Encapsulations that are close to the surface of the skin, such as on the chest, are often seen or palpated due to swelling. However, if internal organs, such as the kidney or liver, are affected, the diagnosis is usually incidental, such as during a routine ultrasound examination.
If a cyst is found or suspected, further procedures are often needed to find out the exact size and cause. The following are suitable for this purpose:
- CT - computer tomography
- MRT - magnetic resonance imaging
- X-rays
- Blood tests
- Puncture (removal of tissue for further examination)

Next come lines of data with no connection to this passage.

PR #191, opened 2019-12-20
Get language of the current qt3 test first

JCEntrena:
If we cannot retrieve it, or if it doesn't match any of the options, then we get the parent's language, as it was done before.


JCEntrena:
I may be missing some XPath options, and the xPath expression to get the language can probably be improved. I'll be waiting for your comments on the PR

As a rule, cysts are benign. However, they may cause discomfort, especially if they grow and begin to displace organs and tissues.
Less frequently, these cysts are caused by malignant tumours or are aggressive, as in the case of the fox tapeworm (echinococcosis).
The therapy depends on the type and location where a cyst occurs.
Common cysts
- Kidney cyst
- Liver cyst
- Ovarian cyst (ovarian cyst)
- Water hernia of the testicle (hydrocele)
- Knee cyst (Baker's cyst)
- Thyroid cyst
- Glandular cyst on the eyelid
- Sebaceous cysts of the skin
- Breast cysts
- Bone cysts
- Tooth root cysts
Kidney cysts and cystic kidneys
Kidney cysts should under no circumstances be confused with cystic kidneys, the polycystic kidney disease!
They are, despite similar names, two fundamentally different diseases.
Kidney cysts
Kidney cysts can occur in both kidneys, either singly or in groups. Normally they do not cause any symptoms and are discovered by chance during a routine examination. Only when they are very large in diameter do they sometimes cause back or abdominal pain.
Complications cannot be ruled out. The cyst(s) may become inflamed and consequently burst and bleed. More rarely, malignant changes occur.
Hippel-Lindau syndrome is a hereditary disease in which these cysts occur together with tumours, e.g. in blood vessels (haemangioblastoma), cerebellum (medulloblastoma) or retina (retinoblstoma).
Mostly people over 60 years of age are affected, under 30 years kidney cysts occur only very rarely.
The therapy depends on the symptoms caused by the cyst. Small cysts that do not cause any symptoms do not need to be treated. Larger ones that cause pain or complications can be punctured and aspirated or surgically removed or sclerosed.
Cystic kidneys
Autosomal Dominant Polycystic Kidney Disease - ADPKD is a common hereditary disease that affects approximately 1 in 1000 people.
Due to a change in the genetic material (PKD1 or PKD2 gene), new cysts constantly develop during the course of life. By the age of 50, most of those affected suffer from renal insufficiency. However, cyst formation is not limited to the kidneys. It can also affect the pancreas, liver, lungs, spleen, ovaries, uterus, testes or thyroid gland. Some patients also develop aortic aneurysms (bulging of the aorta) or diverticulosis (bulging of the intestinal wall). To date, there is no cure for this disease.